1. Field of the Invention
The invention relates to a switching power amplifier for supplying an audio output signal.
2. Description of the Related Art
From the European patent application EP-A-0930700, a known class D amplifier receives at an input a PCM input signal. Using traditional class D technology any of three imperfections, that is efficiency, linearity or EMI, may be improved upon with the expense of at least one of the other two. The switching frequency is directly proportional to the required signal bandwidth. Further the high repetition rate of for example DSD (Direct Stream Digital) will translate into a vary high switching noise and thus low efficiency. A DSD signal is a representation of an audio signal using the following parameters. Sampling rate=64 or 48 times 44.1 kHz. One bit, noise shaped. Maximum modulation index=50%. Using bandwidth 60 kHz, spectral information up to 100 kHz.

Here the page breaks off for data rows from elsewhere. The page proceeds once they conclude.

PR #140, opened 2025-02-18
SHARD-1875: BB: use most common cycle marker

Glitch18:
https://linear.app/shm/issue/SHARD-1875/[bb]-39626-malicious-validator-can-overwrite-any-cycle-data

### DIFF
--- a/src/Data/Data.ts
+++ b/src/Data/Data.ts
@@ -191,17 +191,17 @@ export async function unsubscribeDataSender(
 
 export function initSocketClient(node: NodeList.ConsensusNodeInfo): void {
   if (config.VERBOSE) Logger.mainLogger.debug('Node Info to socket connect', node)
-  
+
   try {
     const socketClient = ioclient.connect(`http://${node.ip}:${node.port}`, {
       query: {
         data: JSON.stringify(
-        Crypto.sign({
-          publicKey: State.getNodeInfo().publicKey, 
-          timestamp: Date.now(),
-          intendedConsensor: node.publicKey
-       })
-      ),
+          Crypto.sign({
+            publicKey: State.getNodeInfo().publicKey,
+            timestamp: Date.now(),
+            intendedConsensor: node.publicKey
+          })
+        ),
       },
     })
     socketClients.set(node.publicKey, socketClient)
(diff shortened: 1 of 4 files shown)


src/Data/Data.ts
```diff
@@ -387,27 +387,39 @@ export function collectCycleData(
...
-      if (value['receivedTimes'] >= minCycleConfirmations) {
-        cycleToSave.push(cycle)
-        value['saved'] = true
+      continue
+    }
+
+    // Check if any of the markers for this cycle have received the minimum number of confirmations
+    if (Object.values(receivedCycleTracker[cycle.counter]).some((value) => value['receivedTimes'] >= minCycleConfirmations)) {
+      // Find cycle with max receivedTimes
+      const maxReceivedTimes = Math.max(
```
aniketdivekar, line 409: I am not sure if the ask of using most common cycle marker is addressed here.

aniketdivekar: spoke on DM. looks good

Glitch18: It is. We find the cycle marker received most number of times and use it.

aniketdivekar:
PR looks okay to me. Waiting for details on dev testing

Glitch18:
Dev testing details:

Devnet-us was started with two archivers, one with the dev branch while other with these changes. We compared the last 100 cycles across both archviers and things look good.

urnotsam (dismissed):

urnotsam (approved):

abdulazeem-tk4vr (approved):

src/Data/Data.ts
```diff
@@ -387,27 +387,39 @@ export function collectCycleData(
...
+        receivedCycleTracker[cycle.counter][cycleToSave[i].marker]['saved'] = false
       }
-      if (value['receivedTimes'] >= minCycleConfirmations) {
-        cycleToSave.push(cycle)
-        value['saved'] = true
+      continue
+    }
+
+    // Check if any of the markers for this cycle have received the minimum number of confirmations
+    if (Object.values(receivedCycleTracker[cycle.counter]).some((value) => value['receivedTimes'] >= minCycleConfirmations)) {
```
PudgyPug, line 407: we could save some loop iteration when doing something like this no?
```
const cycleValues = Object.values(receivedCycleTracker[cycle.counter]);

let maxReceivedTimes = 0;
let markerValue: typeof cycleValues[number] | null = null;

// Single loop to find maxReceivedTimes and the first marker with that value
for (const value of cycleValues) {
  if (value.receivedTimes >= minCycleConfirmations) {
    if (value.receivedTimes > maxReceivedTimes) {
      maxReceivedTimes = value.receivedTimes;
      markerValue = value;
    }
  }
}

if (markerValue) {
  cycleToSave.push(markerValue.cycleInfo);
  markerValue.saved = true;
}
```

PudgyPug: nvm just got told me this is called once cycle anyway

It is an object of the invention to improve the known switching power amplifier.
To this end a switching power amplifier according to the invention comprises an input unit for receiving an input signal, a plurality of parallel low power switching power stages for outputting a plurality of output signals, a driving unit to drive the power stages in response to the input unit receiving the input signal, and a summation unit for summing the output signals of the power stages. The precision and efficiency of a switching power amplifier is improved by combining a plurality of low-power switching power stages into a larger amplifier. In this way it is made possible to increase the efficiency of the switching power amplifier without deteriorating the other imperfections.
The advantages of multiple phases are: output switches will need to supply only a fraction of the total power, the switches are smaller and hence switch faster, with less losses, the number of output transitions is distributed across these smaller switches, and the influence of a timing error on one switch will be 1/n of what it would have been with a single phase.
A specific drive method is used to allow for low-loss combination of the signal voltages. An inductive combiner is devised to provide error-free combination. This method allows for direct conversion of for example DSD signals into analog power with low distortion and high efficiency.